STRATEGY: Hemu (Hemchandra), the King of Delhi had lost most of his artillery in an earlier battle where his advance guard had been defeated. However, his 50,000 soldiers struck rapidly at Akbar's force at 25,000 and were turning the battle into an easy victory for Hemu. Suddenly, Hemu was struck in the eye by an arrow which also pierced his brain. As in many medireview battles, the loss of the leader caused panic among the troops and the tide turned the other way. At his point a concentrated artillery attack by Akbar's general-and mentor-Bairam Khan turned the tide of the battle. Later, Akbar beheaded Hemu and exhibited his head on a spike outside the gates of his fort in Agra.
SIGNIFICANCE: The battle gave the Mughal Empire a firm base. This was the first empire which ruled with the capability to aggregate as many as 500,000 troops at short notice and, therefore, had a qualitatively firmer grip on its empire than the preceding sultanate.

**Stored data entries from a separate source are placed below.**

PR #257, opened 2016-01-26
Event Tags: Part 2 of 3

Mctalian:
## Acceptance Criteria
- [x] ~~Should be able to select an event when editing an idea~~
- [x] ~~Should be able to select an event when creating an idea~~
- [x] ~~Event tag should be visible when viewing an idea if the idea is assigned to an event~~

## Coverage
image

## Demo
ideainput

## Feature
I moved all of the add new idea and edit existing idea form stuff into a single directive ideaInput. This made event tagging possible on both fronts. This combined a lot of duplicate code and tests. So a lot of the changes you'll see are deletions from where the old code lived.

Minor one line changes are because I updated the sseSvcMock to facilitate some better tests. For instance, it helped me improve ideasView coverage from <80% to >85% after I pulled all the well-covered, yet duplicated code out.

## Reviewers
@YashdalfTheGray (I tested a directive with a controller)
@alanlgirard (General)
@monotkate (I tested a directive with a controller)
@Daviddt17 (I consolidated most of the tagging stuff)


src/ideas/ideaInput/ideaInput.js
```diff
@@ -0,0 +1,23 @@
...
+                restrict: 'E',
+                scope: {
+                    idea: '=',
+                    submitFn: '&',
+                    submitBtnText: '@',
+                    cancelFn: '&',
+                    cancelBtnText: '@'
+                },
+                templateUrl: 'ideas/ideaInput/ideaInput.tpl.html',
+                controller: 'ideaInputView'
```
YashdalfTheGray: `ideainputView` isn't a view technically, it's a directive. So I would name it `IdeaInputCtrl` since it's also a constructor.

src/ideas/ideaInput/ideaInputView.js
```diff
@@ -0,0 +1,67 @@
+/* global angular */
+/* global _ */
+
+angular.module('flintAndSteel')
+.controller('ideaInputView',
```
YashdalfTheGray: I would name this file `IdeaInputCtrl` since it's a controller and this controller doesn't attach to a view; it attaches to a directive.

src/ideas/ideaInput/ideaInputView.spec.js
```diff
@@ -0,0 +1,163 @@
+/* global describe */
+/* global module */
+/* global beforeEach */
+/* global inject */
+/* global it */
+/* global expect */
+/* global spyOn */
+
+describe('ideaInputView', function() {
```
YashdalfTheGray: Same here, `IdeaInputCtrl`.

YashdalfTheGray:
The code and the tests look fine. This is a rather large PR but that's understandable since a lot of it is moving code around.

Mctalian:
Yeah it was kind of inevitable since I took two very large portions of copied code and consolidated them into one. I netted negative lines, so I deleted more than I added. The extra additions were either one liners, or new tests of the new directive. Had I thought to do the whole directive thing first, I would've handled adding a new idea in the last PR, which would've chunked it up a little better. But alas, lessons learned for the next feature :wink:

src/ideas/ideaInput/ideaInput.js
Mctalian: "since it's also a constructor"

Can you elaborate on this?

I will change the name (back to what I originally had it as), I just want to understand your comment completely.

src/ideas/ideaInput/ideaInputView.js
Mctalian: So if instead I added `ng-controller=...` to the tpl.html and left `controller: ...` out of the directive, it could be called a View? (albeit probably bad practice to do so, just trying to get my terminology down)

YashdalfTheGray:
All good.

src/ideas/ideaInput/ideaInput.js
Mctalian: Despite this being an outdated diff/comment, I'd still like to you to elaborate so I can learn.

src/ideas/ideaInput/ideaInputView.js
Mctalian: Despite this being an outdated diff/comment, I'd still like to you to elaborate so I can learn.

src/ideas/ideaInput/ideaInput.js
YashdalfTheGray: So the convention for Javascript is that for constructors, we use capitalized camelCase like `IdeaInputCtrl`. 

As to why it's a constructor, all controllers in Angular are created using Javascript constructor functions (for all intents and purposes) which we specify when we declare an `angular.module('blah').controller(function(() {  })`. In reality, they are factories that supply the constructor for when Angular instantiates a new instance of a controller but it's still a constructor function, so it's capitalized camel cased. 

In short, when you use `ng-controller` (ui-router uses this too), Angular asks for a constructor function of the name that is passed to `ng-controller` to new up an instance of the controller to attach to the `$scope` object for that view. It then injects a reference to the `$scope` object into your controller. If you pass the controller using the `controller as` syntax, a new instance is created and attached to the `$scope` for that view but a reference to that scope isn't passed to you. 

This is how I understand it but I don't have total knowledge about Angular's inner workings.

davethenipper:
I did not look over the tests much (coverage kinda proves that part), but the code looks good.  Approved by me! (Not sure how much weight that holds XD).

LongArmMcGee:
Same as dave

alanlgirard:
Everything looks good except if you go to edit an idea that has an event already assigned and remove that event by setting it to No Event, there is an error seen in the console window.

alanlgirard:
Approved! :+1:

The geographic situation of the Indian subcontinent, where Pakistan is situated in the north, historically demanded that all these invasion routes run through these northern parts of India. This is the same land of King Porus who fought against Alexander the Great. This was a total Hindu land that was converted by these multiple invasions from the north. The central Asian republics and Afghanistan were converted to Islam in the time of Omar bin Khatab. These invaders from barren lands made the Indian subcontinent a land where they would just run across, rape, pillage and loot at will. WE were a riparian society, hence peaceful and timid people; the invaders were rough hardened nomad people who found this peaceful people as great objects to embezzle and loot. This is the history of our subcontinent.
You ask me to justify why Musharraf is a dictator and why the Pakistan army does what it does and throws away democracy. Can you disassociate the ideology, habits, custom of people and the habits of people of the past where we rise from? You cannot, since we are slaves of history! Gentlemen, democracy is a habit and its very nature requires tolerance. We have none of it in our strain of ideology practiced in the land we call Pakistan. We are a product of abuse of power over centuries.

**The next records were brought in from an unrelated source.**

Issue #254, opened 2016-01-25
Increase Title Character Limit


davethenipper:
The title needs a higher limit than what we have.

PR #263, opened 2016-01-27
Increase Idea Title Character Limit to 150

alanlgirard:
Increased the idea title character limit to 150 and fixed some over-flow/word wrapping issues

Closes issue  #254 

Simple review @YashdalfTheGray @Mctalian @monotkate @davethenipper

### DIFF
--- a/src/assets/app.css
+++ b/src/assets/app.css
@@ -304,13 +304,8 @@ h2.no-bottom-margin {
 }
 
 .word-wrap {
-    -ms-word-break: break-all;
-    word-break: break-all;
     word-break: break-word;
-    -ms-hyphens: auto;
-    -moz-hyphens: auto;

King Sher Shah Suri, the ruler of India who made the GT road from Calcutta to Peshawar, and who had forced the mogul emperor Humayun to abdicate, used to say that Afghans will always be warriors and will always fight and will be at each other throats. How prophetic! In his memoirs, you will find that he wanted to destroy Afghanistan and rehabilitate all the Afghans in the subcontinent. Today, the subcontinent is the way it is as the ideological divide created two different ideologies. Unfortunately, Pakistan and the Islamic world are still caught up with carrying forward the standard of Islam. As such, it is prone to far more mistakes that are only natural when governance is mixed with religion.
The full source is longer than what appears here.